(DATA FOR THE TASK Opens)

PR #26, opened 2024-02-20
Add support for 90/270 degree rotated monitors

mauricekraus:
Currently there is an issue with rotated setups
image

Added support for monitors rotated at 90/270 degrees to fix display issues with rotated setups.

### DIFF
--- a/src/core/Output.cpp
+++ b/src/core/Output.cpp
@@ -11,7 +11,13 @@ static void handleGeometry(void* data, wl_output* output, int32_t x, int32_t y, 
 
 static void handleMode(void* data, wl_output* output, uint32_t flags, int32_t width, int32_t height, int32_t refresh) {
     const auto POUTPUT = (COutput*)data;
-    POUTPUT->size      = {width, height};
+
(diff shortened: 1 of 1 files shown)


src/core/Output.cpp
```diff
@@ -11,7 +11,13 @@ static void handleGeometry(void* data, wl_output* output, int32_t x, int32_t y,
 
 static void handleMode(void* data, wl_output* output, uint32_t flags, int32_t width, int32_t height, int32_t refresh) {
     const auto POUTPUT = (COutput*)data;
-    POUTPUT->size      = {width, height};
+
+    // handle portrait mode
+    if (POUTPUT->transform == WL_OUTPUT_TRANSFORM_270 || POUTPUT->transform == WL_OUTPUT_TRANSFORM_90) {
```
vaxerski, line 16: misses flipped transforms :P

vaxerski:
oh and no {} around short ifs

src/core/Output.cpp
mauricekraus: Sure sorry!

PR #28, opened 2024-02-20
config: add source parsing

### LINKED ISSUE #15: Sourcing file doesn't work.
```
source ~/.config/colors.conf
```
or 
```
source /home/username/colors.conf
```
Variables present in those files are not working in `hyprlock.conf`.
Is it meant to be this way?

And how you implemented different color in the label,(source preview image)?

mauricekraus:
This allows for out**source**ing configs into other files. Fixes #15

### DIFF
--- a/src/config/ConfigManager.cpp
+++ b/src/config/ConfigManager.cpp
@@ -1,5 +1,21 @@
 #include "ConfigManager.hpp"
+#include "../helpers/MiscFunctions.hpp"
 #include <filesystem>
+#include <glob.h>
+#include <cstring>
+
+static Hyprlang::CParseResult handleSource(const char* c, const char* v) {
+    const std::string      VALUE   = v;
+    const std::string      COMMAND = c;
+
+    const auto             RESULT = g_pConfigManager->handleSource(COMMAND, VALUE);
+
+    Hyprlang::CParseResult result;
+    if (RESULT.has_value())
+        result.setError(RESULT.value().c_str());
+    return result;
+}
+
 
 static std::string getConfigDir() {
     static const char* xdgConfigHome = getenv("XDG_CONFIG_HOME");
@@ -15,7 +31,7 @@ static std::string getMainConfigPath() {
 }
 
 CConfigManager::CConfigManager() : m_config(getMainConfigPath().c_str(), Hyprlang::SConfigOptions{.throwAllErrors = true, .allowMissingConfig = true}) {
-    ;
+    configCurrentPath = getMainConfigPath();
 }
 
 void CConfigManager::init() {
@@ -52,6 +68,8 @@ void CConfigManager::init() {
     m_config.addSpecialConfigValue("label", "font_family", Hyprlang::STRING{"Sans"});
     m_config.addSpecialConfigValue("label", "halign", Hyprlang::STRING{"none"});
     m_config.addSpecialConfigValue("label", "valign", Hyprlang::STRING{"none"});
+
+    m_config.registerHandler(&::handleSource, "source", {false});
 
     m_config.commence();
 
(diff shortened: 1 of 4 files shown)


src/config/ConfigManager.cpp
```diff
@@ -132,3 +150,38 @@ std::vector<CConfigManager::SWidgetConfig> CConfigManager::getWidgetConfigs() {
...
+            if (std::filesystem::exists(value)) {
+                Debug::log(WARN, "source= skipping non-file {}", value);
+                continue;
+            }
+
+            Debug::log(ERR, "source= file doesnt exist");
+            return "source file " + value + " doesn't exist!";
+        }
+
+        m_config.parseFile(value.c_str());
```
vaxerski, line 182: you probably should update configCurrentPath no? so that `./lol.conf` called from inslde `./configs/pope.conf` can go to `./configs/lol.conf`

src/helpers/MiscFunctions.cpp
```diff
@@ -0,0 +1,25 @@
+#include "MiscFunctions.hpp"
+
+std::string absolutePath(const std::string& rawpath, const std::string& currentPath) {
+    auto value = rawpath;
+
+    if (value[0] == '~') {
+        static const char* const ENVHOME = getenv("HOME");
+        value.replace(0, 1, std::string(ENVHOME));
+    } else if (value[0] != '/') {
+        auto currentDir = currentPath.substr(0, currentPath.find_last_of('/'));
```
vaxerski, line 10: I hate this. Why not just `canonical( currentPath + rawpath )`

src/config/ConfigManager.cpp
mauricekraus: yep, missed that.

src/helpers/MiscFunctions.cpp
```diff
@@ -0,0 +1,20 @@
...
+    // Handling the case where rawpath starts with '~'
+    if (!rawpath.empty() && rawpath[0] == '~') {
+        static const char* const ENVHOME = getenv("HOME");
+        return std::filesystem::path(ENVHOME) / path.relative_path().string().substr(2);
+    }
+    // Handling e.g. ./, ../
+    else if (path.is_relative()) {
+        const std::filesystem::path currentDir = std::filesystem::path(rawcurrentpath).parent_path();
+
+        return std::filesystem::canonical(currentDir / path);
```
vaxerski, line 16: this can throw if the thing couldn't be found. We should return an empty string if tomething throws IMO or return an `std::optional` (I'd prefer `std::expected` but clang will shit itself)

mauricekraus: Okay, I've given my best, but I'm a bit confused if some of these error cases can even occur in handleSource. However, due to absolutePaths optionality, I needed to handle it anyway. I tested multiple configurations (invalid paths, etc.), and it should work now

src/helpers/MiscFunctions.cpp
```diff
@@ -0,0 +1,24 @@
...
+    // Handling e.g. ./, ../
+    else if (path.is_relative()) {
+        const std::filesystem::path currentDir = std::filesystem::path(rawcurrentpath).parent_path();
+
+        auto finalPath = currentDir / path;
+        if (exists(finalPath))
+            return std::filesystem::canonical(currentDir / path);
+        else
+            return {};
+    } else {
```
vaxerski, line 21: useless else. Just return. all if blocks always return.

vaxerski (commented):
rest lgtm, just please slap a clang-format

mauricekraus:
No it should be formatted correctly :sweat_smile:

vaxerski (approved):
thats better. Thanks!

PR #35, opened 2024-02-21
Add placeholder_color

luyu-wu:
Added placeholder_color configuration option that changes placeholder text color!
Hopefully everything is ok and I can become a more major contributer to Hypr stuff in the future (I got pretty moved by the blogpost).
Honestly the implementation is sketch af though, although it works on all cases I've tested it.

### DIFF
--- a/nix/hm-module.nix
+++ b/nix/hm-module.nix
@@ -116,14 +116,15 @@ in {
       };
 
       placeholder_text = mkOption {
-        description = "The placeholder text color of the input field";
+        description = "The placeholder text of the input field";
         type = str;
         default = "<i>Input Password...</i>";
       };
-      font_color = mkOption {
-        description = "The font color of the input field";
+
+      placeholder_color = mkOption {
+        description = "The placeholder text color of the input field";
         type = str;
-        default = "rgb(120, 120, 120)";
+        default = "rgba(120, 120, 120,0.5)";
       };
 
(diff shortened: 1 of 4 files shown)


vaxerski:
placeholder text can already be changed with pango markup

matt1432:
> placeholder text can already be changed with pango markup

I feel like this would be a nice abstraction instead of having to do pango markup. I personally had to go through issues to figure it out. (that might be a skill issue on my part but still)

vaxerski:
it's clear in the docs even with a link?

plurpio:
this could be useful as "authentication failed" doesn't use pango markdown

vaxerski:
I'd prefer configuring the text there and not color

bvr-yr:
what about adding `fail_color` instead
and maybe on failure change both placeholder and outer color?

one problem with fail placeholder color being reverted, like it is now:
if i use `#1b1b1b` and `#e4e4e4` it's invisible
its ok grayish background, but not if fg/bg are nearly inverted by themselves

bvr-yr:
u mean just use markup like for normal placeholder?

vaxerski:
mhm

bvr-yr:
gonna look at it later
i suppose it is possible to extract parsed color to reuse?

vaxerski:
dont think so

PR #40, opened 2024-02-21
Nix: HM module: add dots options + convert input fields and labels to type = listOf submodule

leon-erd:
Convert the input fields and labels to type = listOf submodule to allow the creation of multiple labels / input fields
cc: @fufexan


fufexan (approved):
LGTM, thanks!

(DATA FOR THE TASK Closes)

• [PROBLEM TO SOLVE]
Find the lines in the data that include "description", then copy each of them.

• [TASK RESPONSE]
-        description = "The placeholder text color of the input field";
+        description = "The placeholder text of the input field";
-        description = "The font color of the input field";
+        description = "The placeholder text color of the input field";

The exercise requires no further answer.